Your instructions:
Up to and including the line with "for those classes.", restate the records below word for word, beginning with their first line.

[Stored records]
PR #3182, opened 2022-08-27
Fix Instant::shouldNotBeBetween comment was written incorrectly

jaehyunup:
I modified the comment of the function "Instnat::shouldNotBeBetween" because it seemed wrong.
(The comment for the current "shouldNotBeBetween" function appears to be the same as "shouldBeBetween".)


sksamuel:
👍🏼

sksamuel (approved):

PR #3185, opened 2022-08-28
Allow registering custom arbs through GlobalArbResolver.

### LINKED ISSUE #3136: Allow registering custom default Arb for your own types in checkAll/forAll
Currently `checkAll` and `forAll` use `defaultForClass` and `targetDefaultForClass` to get a hardcoded list of global default Arb for those classes.

I have some more types (like `Vector3d` from JOML) that I would like to register default generators for, but it doesn't seem possible.

----

Maybe the definition of  `checkAll` could be amended like this:

```kt
suspend inline fun <reified A> checkAll(
   config: PropTestConfig,
   noinline property: suspend PropertyContext.(A) -> Unit
): PropertyContext = proptest(
   Arb.default<A>(config),
   config,
   property
)
```

sksamuel:
Closes #3136

### DIFF
--- a/kotest-property/src/commonMain/kotlin/io/kotest/property/resolution/ArbResolver.kt
+++ b/kotest-property/src/commonMain/kotlin/io/kotest/property/resolution/ArbResolver.kt
@@ -1,0 +1,19 @@
+package io.kotest.property.resolution
+
+import io.kotest.property.Arb
+import kotlin.reflect.KType
+
+/**
+ * Looks up default [Arb] instances for types.
+ */
+interface ArbResolver {
+
+   /**
+    * Returns a default [Arb] for the given [KType] or null if one is not available.
+    */
+   fun resolve(type: KType): Arb<*>?
+}
+
+object EmptyArbResolver : ArbResolver {
+   override fun resolve(type: KType): Arb<*>? = null
+}
--- a/kotest-property/src/commonMain/kotlin/io/kotest/property/resolution/resolve.kt
+++ b/kotest-property/src/commonMain/kotlin/io/kotest/property/resolution/resolve.kt
@@ -1,0 +1,37 @@
+package io.kotest.property.resolution
+
+import io.kotest.property.Arb
+import kotlin.reflect.KType
+import kotlin.reflect.typeOf
+
+/**
+ * Resolves a default [Arb] for reified type [A].
+ * See [resolve].
+ */
+inline fun <reified A> Arb.Companion.default(): Arb<A> = resolve(typeOf<A>()) as Arb<A>
+
+/**
+ * Resolves a default [Arb] for a given [type] through the following
+ * [ArbResolver] strategies:
+ *
+ * 1. Checks [CommonTypeArbResolver] for Kotlin common type mappings.
+ * 2. Checks [platformArbResolver] for platform specific mappings.
+ * 3. Checks user defined mappings in [GlobalArbResolver].
+ *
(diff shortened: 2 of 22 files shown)


kotest-property/src/commonMain/kotlin/io/kotest/property/resolution/ArbResolver.kt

Reply:
PR #3182, opened 2022-08-27
Fix Instant::shouldNotBeBetween comment was written incorrectly

jaehyunup:
I modified the comment of the function "Instnat::shouldNotBeBetween" because it seemed wrong.
(The comment for the current "shouldNotBeBetween" function appears to be the same as "shouldBeBetween".)


sksamuel:
👍🏼

sksamuel (approved):

PR #3185, opened 2022-08-28
Allow registering custom arbs through GlobalArbResolver.

### LINKED ISSUE #3136: Allow registering custom default Arb for your own types in checkAll/forAll
Currently `checkAll` and `forAll` use `defaultForClass` and `targetDefaultForClass` to get a hardcoded list of global default Arb for those classes.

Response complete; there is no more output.